Origine : http://www.ast67.org/cong_ast/Dp2.htm

Fatigue, "stress", surmenage, anxiété, agressivité... un nombre toujours croissant de salariés paie au prix fort les conséquences des "nouvelles formes d'organisation du travail et du management" dictées par la compétition exacerbée, la règle du "juste à temps" et du "tout tout de suite", le culte de la "performance" et de la rentabilité.

Psychiatre et professeur de psychologie du travail au Conservatoire National des Arts et Métiers à Paris, le Pr Christophe Dejours étudie depuis longtemps les effets de ces pressions sur les salariés, qui débouchent sur une "souffrance" mentale aux répercussions psychologiques mais aussi physiques. Dans le rapport qu'il présentera à Strasbourg, le Pr Dejours souhaite aider les médecins du travail à mieux comprendre les mécanismes de cette souffrance, mais aussi leur donner des pistes pour tenter d'y remédier.

Dans leur activité quotidienne, les médecins du travail sont en première ligne pour observer les développements et les effets de cette souffrance, que viennent leur confier les salariés pendant les visites et les consultations. Dans la majorité des cas pourtant, cette souffrance ne fait pas "craquer" les salariés, qui tentent de s'en accommoder en développant des mécanismes de défense individuelle et en s'y résignant, voire en s'associant eux mêmes à ce processus : le cadre ou l'employé sous pression transfère cette pression à ses collègues ou ses subordonnés, et, de souffrant, se met à son tour à "faire souffrir".

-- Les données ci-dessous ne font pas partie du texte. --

PR #452, opened 2017-08-30
Fix for pathLengths, Issue 5314

qlik-pwe:
This is a fix for issue #5314.  It allows users to bypass the issue when calling the utils directly via command line.  When called from wix.dll, however users will have to set  RunWixToolsOutOfProc to true in their .wixproj files, at least for now.  
error LGHT0103 : The system cannot find the file #5314


barnson:
This is insufficient to enable long paths, which would include old components like the CAB API.

PR #455, opened 2017-10-19
update localization for korean

zacronan:
Korean localization file has been enhanced.


barnson:
The mbapreq.wxl doesn't need those strings.

PR #456, opened 2017-11-15
When elevated place clean room in system Temp folder

robmen:
To prevent DLL hijacking the clean room process when launched elevated,
the system Temp folder will be used instead of the user's temp folder.
This ensures the user cannot slip malicious DLLs into the clean room.

Fixes wixtoolset/issues#5724


rseanhall:
Looks good to me. At least this one is simple to fix.

PR #457, opened 2017-11-18
Fix period conistency in dialog description strings by appending a period (issue 5317)

bergmeister:
To resolve issue [5317](https://github.com/wixtoolset/issues/issues/5317), which is about some dialog description strings not ending in a period (the majority do).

LA PEUR COMME SYSTEME DE MANAGEMENT ?

"On observe une généralisation de la peur dans l'entreprise, qui devient un véritable système de management", constate Christophe Dejours en détaillant ce processus : c'est d'abord la peur de la précarisation, c'est à dire la peur permanente d'être licencié si l'on n'est pas jugé performant. En raison de l'ampleur du chômage, un chef d'entreprise peut facilement rappeler à son personnel que, s'il n'est pas assez "productif", il pourra rapidement être remplacé par quelqu'un de plus "performant", ou simplement de plus jeune ou de plus "motivé", acceptant un salaire moins élevé. La seconde grande peur est liée à l'évaluation permanente des salariés et de leur "rentabilité". Le salarié doit montrer qu'il contribue à apporter un bénéfice à l'entreprise, et doit lui-même en faire la preuve, en fournissant une "auto évaluation" de son activité.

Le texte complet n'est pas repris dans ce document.